Your assignment —
With the entries below as the source, tally the lines that contain the string "very" and give the number only.

Record extracts —
▼▼▼
PR #1005, opened 2024-11-14
feat: provide scores in sbom details response

### LINKED ISSUE #952: Dashboard Data - Last 10 SBOMs Barchart
The image below is how V1 looks like in regards of the Dashboard. In the left center part there is BarChart that renders the last 10 SBOMs ingested in the system. Each bar renders the number of vulnerabilities that each SBOM has

image-2024-10-23-11-43-39-294

Here are some things I'd like to have (we can separate each task on its own issue if that works too):

- How to get the last 10 SBOMs  "Ingested"? Currently I can sort SBOMs by `published` but as far as I understand that will sort by the date in  which the SBOM was published which does not necessarily match the date in which it has been ingested into the system.
  - So I can not use `/api/v1/sbom?sort=published:asc` I need something else.
- How to get Vulnerabilities for all 10 SBOMs?
  - Here is the problem I have: If the UI wants to determine vulnerabilities for those 10 SBOMs then I would need to follow these steps:
  - First: Get the last SBOMs with something like `/api/v1/sbom?limit=10&offset=0&sort=published:asc`
  - Second: For each SBOM fetch the advisories available using `/api/v1/sbom/{id}/advisory`. So this endpoint is called 10 times. This endpoint returns a list of advisories associated to each SBOM; each advisory will have a list of Vulnerability IDs (it can be from 0 to hundreds)
  - Third. For each Vulnerability identified in the previous step I need to fetch the vulnerability itself to know its severify and appropriately group them and make sure it is able to be rendered in the BarChart. If we identified hundred of vulnerabilities in the previous step then we will call `/api/v1/vulnerability/{id}` hundred times.

The final math of calls for `/api/v1/vulnerability/{id}` will be = `10SBOM multiplied by #Advisories multiplied by #Vulnerabilities`. This can easily explode from hundreds to thousands. This is not going to scale.

dejanb:
Fixes #952

### DIFF
--- a/cvss/src/cvss3/score.rs
+++ b/cvss/src/cvss3/score.rs
@@ -1,5 +1,7 @@
 use crate::cvss3::severity::Severity;
 
+use super::Cvss3Base;
+
 /// CVSS V3.1 scores.
 ///
 /// Formula described in CVSS v3.1 Specification: Section 5:
@@ -64,5 +66,23 @@ impl From<Score> for f64 {
 impl From<Score> for Severity {
     fn from(score: Score) -> Severity {
         score.severity()
+    }
+}
+
+impl FromIterator<Cvss3Base> for Score {
+    fn from_iter<I: IntoIterator<Item = Cvss3Base>>(iter: I) -> Self {
+        let mut count: usize = 0;
+        let mut sum = 0.0;
+
+        for v in iter {
+            sum += v.score().value();
+            count += 1;
+        }
+
+        if count > 0 {
+            Self::new(sum / (count as f64))
+        } else {
+            Self::default()
+        }
     }
 }
--- a/cvss/src/cvss3/score.rs
+++ b/cvss/src/cvss3/score.rs
@@ -37,16 +37,12 @@ impl Score {
 
     /// Convert the numeric score into a `Severity`
     pub fn severity(self) -> Severity {
-        if self.0 < 0.1 {
-            Severity::None
-        } else if self.0 < 4.0 {
-            Severity::Low
-        } else if self.0 < 7.0 {
-            Severity::Medium
-        } else if self.0 < 9.0 {
-            Severity::High
-        } else {
-            Severity::Critical
+        match self.0 {
+            x if x < 0.1 => Severity::None,
+            x if x < 4.0 => Severity::Low,
+            x if x < 7.0 => Severity::Medium,
+            x if x < 9.0 => Severity::High,
+            _ => Severity::Critical,
         }
     }
 }
@@ -73,12 +69,10 @@ impl FromIterator<Cvss3Base> for Score {
     fn from_iter<I: IntoIterator<Item = Cvss3Base>>(iter: I) -> Self {
         let mut count: usize = 0;
         let mut sum = 0.0;
-
         for v in iter {
             sum += v.score().value();
             count += 1;
         }
-
         if count > 0 {
             Self::new(sum / (count as f64))
         } else {
--- a/entity/src/cvss3.rs
+++ b/entity/src/cvss3.rs
@@ -28,8 +28,8 @@ pub struct Model {
     pub severity: Severity,
 }
 
-impl From<Model> for cvss3::Cvss3Base {
-    fn from(value: Model) -> Self {
+impl From<&Model> for cvss3::Cvss3Base {
+    fn from(value: &Model) -> Self {
         Self {
             minor_version: value.minor_version as u8,
             av: value.av.into(),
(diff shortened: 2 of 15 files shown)


carlosthe19916 (changes requested):
@dejanb thanks for putting this PR in place.

Generally speaking this is exactly what I need so I would be happy to have this PR merged but here are some things I've just notice that we might need to address before:

- I've uploaded the files from D3 https://github.com/trustification/trustify/tree/main/etc/datasets/ds3
- Then try to hit the endpoint `http://localhost:8080/api/v1/sbom/{id}/advisory` and the response is huge. The one I got has 40Mb of size which I think is too much.
  - I guess the size of the response could be explained because the response includes `status.vulnerability.advisories` where `advisories` is the field that weights the most. From the top of my mind I would suggest removing `status.vulnerability.advisories` so the response is not that huge but I am not sure if that is fine with you.

dejanb:
Yeah, as mentioned in the issue, I think we should actually return [VulnerabilitySummary](https://github.com/trustification/trustify/blob/main/modules/fundamental/src/vulnerability/model/summary.rs#L17) here, but that needs a bit more changes to fetch for a single vulnerability. It should be faster as well as it will not reach database to fetch unnecessary data.

jcrossley3:
I took a swipe at it, using `VulnerabilityHead` instead of `VulnerabilityDetails` and adding a `severity` field. 

Can you give it a shot @carlosthe19916 and see if we're any closer to what you need? Hoping to add some unit tests tomorrow.

carlosthe19916:
@jcrossley3 Thank you very much!!!!!
This reduced the number of call drastically and I was able to generate the Dashboard using my WIP draft PR https://github.com/trustification/trustify-ui/pull/232

image

- From the pure point of view "It Works". I think YESSS it works your changes gives me back what I need. We can call it DONE. Thanks.
- From the point of long term API:
  - If I hit `/api/v1/sbom/{id}/advisory` then the response is similar to:

```json
[
    {        
        "status": [
            {
                "vulnerability": {
                    "normative": true,
                    "identifier": "CVE-2023-20860",
                    "title": null,
                    "description": null,
                    "reserved": null,
                    "published": null,
                    "modified": null,
                    "withdrawn": null,
                    "discovered": null,
                    "released": null,
                    "cwes": []
                },
                "severity": "high",
                "status": "not_affected",                
            },
```

You can see that the field `severity` is outside of the `vulnerability` object. However, if I hit `/api/v1/vulnerability/{id}` then the severity is in a field named `average_severity` and it is inside the object itself (a vulnerability).

```json
{
  "title": "string", 
  "average_severity": null,
// other fields
}
```

I assume `average` and `average_severity` are the same in this case.

In the long term, the APIs always grow, and having a strategy for having consistency and avoiding fields to be spread in different places and with different names would be necessary for the future. 

For the time being, I am happy to accept this PR as it is because it will allow me to have the Dashboard being implemented! Thank you!

jcrossley3:
> @jcrossley3 Thank you very much!!!!! This reduced the number of call drastically and I was able to generate the Dashboard using my WIP draft PR [trustification/trustify-ui#232](https://github.com/trustification/trustify-ui/pull/232)

Good to hear! :smile: 

> You can see that the field `severity` is outside of the `vulnerability` object. However, if I hit `/api/v1/vulnerability/{id}` then the severity is in a field named `average_severity` and it is inside the object itself (a vulnerability).

I can fix that. I'll flatten all the fields and rename `severity` to `average_severity`.

> For the time being, I am happy to accept this PR as it is because it will allow me to have the Dashboard being implemented! Thank you!

Part of the reason it took me so long to grok this part of the code is its lack of unit tests, so I'd like to fill some in there and clean up the code a bit. Hoping to have that in today, if that's not too long for you to wait for the merge.

carlosthe19916:
I can wait surely. Thanks @jcrossley3 !

jcrossley3:
@carlosthe19916 I refactored things a bit and flattened the structure per your request -- lemme know if it needs further tweaking

@dejanb I would've requested a review from you but since you originated the PR, I can't :shrug:

cvss/src/cvss3/score.rs
```diff
@@ -35,16 +37,12 @@ impl Score {
...
-            Severity::None
-        } else if self.0 < 4.0 {
-            Severity::Low
-        } else if self.0 < 7.0 {
-            Severity::Medium
-        } else if self.0 < 9.0 {
-            Severity::High
-        } else {
-            Severity::Critical
+        match self.0 {
```
ctron, line 40: :heart:

ctron (approved):
Love all the improvements!

dejanb (commented):
It looks good to me. The UI is currently broken as sbom/vulnerability page still expects the old response. Maybe we should wait with merging until UI catches up? @carlosthe19916

carlosthe19916:
@jcrossley3 Thanks, I've tested it and it works as expected. Whenever you feel it is the time let's merge this PR.

carlosthe19916 (approved):

PR #1014, opened 2024-11-18
feat: find purls for affected packages

dejanb:


JimFuller-RedHat:
are we going to close this ?

PR #1016, opened 2024-11-18
fix: s3 storage config options and encoding case insensitivity

jcrossley3:
I confirmed that both compressed and uncompressed files rendered correctly when downloaded via the trustify app using [this bucket](https://us-east-1.console.aws.amazon.com/s3/buckets/trustify-jcrossley?region=us-east-1)

### DIFF
--- a/modules/storage/src/service/compression/mod.rs
+++ b/modules/storage/src/service/compression/mod.rs
@@ -11,7 +11,9 @@ use tokio::io::{AsyncBufRead, AsyncRead, AsyncWrite, BufReader, ReadBuf};
 )]
 pub enum Compression {
     #[default]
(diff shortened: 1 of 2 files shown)


modules/storage/src/service/compression/mod.rs
```diff
@@ -11,7 +11,9 @@ use tokio::io::{AsyncBufRead, AsyncRead, AsyncWrite, BufReader, ReadBuf};
 )]
 pub enum Compression {
     #[default]
+    #[strum(ascii_case_insensitive)]
```
ctron, line 14: Nice!

ctron (approved):

PR #1019, opened 2024-11-19
ci: cache the Ollama install script and downloaded models.

chirino:


ctron (approved):

ctron:
Looks like the CI fails with that. Not sure why.

chirino:
Looks like you can't actually cache the models 😢 

If we can't do that I don't think it's worth adding the caching.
▲▲▲
Your solution —
2